Emil Fey

Sprachlehrer, Schriftsteller. Widerstandskämpfer. Hingerichtet.

* 1888   † 1942

 

Lebenslauf

Emil Fey wurde am 27.12.1888 in Grußbach geboren. Er betätigte sich als Schriftsteller und Sprachlehrer. Von 1920 bis 1930 war er Buchhändler in Moskau. Bis 1934 hielt er zahlreiche Vorträge an Wiener Volkshochschulen, die sehr beliebt waren. 1937 heiratete er Gerda Morberger, eine Schriftstellerin und Journalistin.

Widerstand, Todesurteil, Hinrichtung

Emil Fey produzierte und verbreitete Anfang des Jahres 1941 die KPÖ-Zeitung "Die Rote Post". Die Zeitung wurde in mehreren Auflagen von jeweils 60 bis 70 Stück hergestellt, wie die Anklageschrift vom 21.2.1942 feststellt.

Emil Fey wurde am 25.4.1941 verhaftet. Am 17.6.1942 erfolgte die Verurteilung zum Tode. Seine Hinrichtung wurde am 11.9.1942 vollstreckt.

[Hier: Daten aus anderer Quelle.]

PR #5980, opened 2023-09-27
Add more context to errors in legacy wat parser

tlively:
To make the error messages more useful, especially when parsing extremely large
wat files, print the erroneous fragments along with the existing error messages.

### DIFF
--- a/src/wasm/wasm-s-parser.cpp
+++ b/src/wasm/wasm-s-parser.cpp
@@ -27,6 +27,8 @@
 #include "wasm-binary.h"
 #include "wasm-builder.h"
 
+using namespace std::string_literals;
+
 #define abort_on(str)                                                          \
   { throw ParseException(std::string("abort_on ") + str); }
 #define element_assert(condition)                                              \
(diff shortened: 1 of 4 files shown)


tlively:
* main
  * **PR #5980** <a href="https://app.graphite.dev/github/pr/WebAssembly/binaryen/5980" target="_blank">Graphite</a>  👈

This comment was auto-generated by [Graphite](https://app.graphite.dev/github/pr/WebAssembly/binaryen/5980?utm_source=stack-comment).

src/wasm/wasm-s-parser.cpp
```diff
@@ -516,7 +524,8 @@ Name SExpressionWasmBuilder::getElemSegmentName(Element& s) {
     // index
     size_t offset = parseIndex(s);
     if (offset >= elemSegmentNames.size()) {
-      throw ParseException("unknown elem segment", s.line, s.col);
+      throw ParseException(
+        "unknown elem segment"s + s.toString(), s.line, s.col);
```
kripken, line 528:
```suggestion
        "unknown elem segment: "s + s.toString(), s.line, s.col);
```

src/wasm/wasm-s-parser.cpp
```diff
@@ -503,7 +510,8 @@ Name SExpressionWasmBuilder::getTableName(Element& s) {
     // index
     size_t offset = parseIndex(s);
     if (offset >= tableNames.size()) {
-      throw ParseException("unknown table in getTableName", s.line, s.col);
+      throw ParseException(
+        "unknown table in getTableName"s + s.toString(), s.line, s.col);
```
kripken, line 514:
```suggestion
        "unknown table in getTableName: "s + s.toString(), s.line, s.col);
```

kripken (commented):
Would it be simpler perhaps to give `ParseException` the `Element& s` as a parameter, instead of `line,col`, and then it could append both the text and the `line,col`?

tlively:
> Would it be simpler perhaps to give `ParseException` the `Element& s` as a parameter, instead of `line,col`, and then it could append both the text and the `line,col`?

On the one hand, yes, but on the other hand, I don't want to touch this EOL code more 😢

kripken:
Would you like me to look into it? I wouldn't mind.

kripken:
Quick sketch of what I mean: https://gist.github.com/kripken/a8493f8944e2fc5d8882fdff92f55e22

Happy to fill that out into a PR, if you don't object.

tlively:
Perfect, thanks, that would be great.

Aus der Todeszelle E 29 im LG I Wien, an Louise Sika

"(...) In einer Zeit, in der Menschlichkeit, höheres Menschentum gegen Barbarei und Vertiertheit kämpft, musste ich damit rechnen, dass auch ich als Opfer fallen werde, dass mein Blut mein Anteil an diesem Ringen für Frieden, Freiheit und Fortschritt ist. Es ist nicht schwer, für eine Idee zu sterben, für die man ein ganzes Leben gelebt hat. Der Tod ist für mich kein Gespenst, ich habe ihn bereits einige Male ganz in der Nähe gesehen. Sterben werde ich, so wie ich gelebt habe. Ich wollte nur dich nicht verlassen, weil du mich brauchst; ich weiß es. Sei nicht so schüchtern und bescheiden. Du musst den Menschen fester gegenübertreten, du musst das Leben meistern und darfst dich nicht in die Ecke drücken lassen. Du bist ein braver und wertvoller Mensch, und meine Gedanken sind immer bei dir. Ich umarme dich herzlichst, Emil. Wenn du wiederkommst, möchte ich das Armband und die Uhr in deinen Händen sehen. Viele Grüße an alle."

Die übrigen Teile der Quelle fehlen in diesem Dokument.